:: WHAT IS REQUIRED ::
Copy out, unchanged, every line from the start of the records to the line that contains "78f8d7384324980a07aeba96045702bcbf802344 (2021-05-24 17:35:21", and stop there.
Start of DATASET EXCERPTS
PR #4584, opened 2021-05-24
engine: double-write uisession and uiresource

nicks:
Hello @milas, @maiamcc,

Please review the following commits I made in branch nicks/uisession14:

78f8d7384324980a07aeba96045702bcbf802344 (2021-05-24 17:35:21 -0400)
engine: double-write uisession and uiresource

### DIFF
--- a/internal/engine/uiresource/subscriber.go
+++ b/internal/engine/uiresource/subscriber.go
@@ -3,23 +3,28 @@ package uiresource
 import (
 	"context"
 	"fmt"
+	"strings"
 
-	"k8s.io/apimachinery/pkg/api/equality"
+	apierrors "k8s.io/apimachinery/pkg/api/errors"
+	metav1 "k8s.io/apimachinery/pkg/apis/meta/v1"
 	"k8s.io/apimachinery/pkg/types"
+	ctrlclient "sigs.k8s.io/controller-runtime/pkg/client"
 
+	"github.com/tilt-dev/tilt/internal/controllers/apicmp"
 	"github.com/tilt-dev/tilt/internal/hud/webview"
 	"github.com/tilt-dev/tilt/internal/store"
 	"github.com/tilt-dev/tilt/pkg/apis/core/v1alpha1"
+	"github.com/tilt-dev/tilt/pkg/logger"
 )
 
 // Creates UIResource objects from the EngineState
 type Subscriber struct {
-	lastResources map[types.NamespacedName]*v1alpha1.UIResource
+	client ctrlclient.Client
 }
 
-func NewSubscriber() *Subscriber {
+func NewSubscriber(client ctrlclient.Client) *Subscriber {
 	return &Subscriber{
-		lastResources: make(map[types.NamespacedName]*v1alpha1.UIResource),
+		client: client,
 	}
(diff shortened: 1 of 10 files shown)


internal/engine/uiresource/subscriber.go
End of DATASET EXCERPTS
:: ANSWER BOX ::
PR #4584, opened 2021-05-24
engine: double-write uisession and uiresource

nicks:
Hello @milas, @maiamcc,

Please review the following commits I made in branch nicks/uisession14:

78f8d7384324980a07aeba96045702bcbf802344 (2021-05-24 17:35:21 -0400)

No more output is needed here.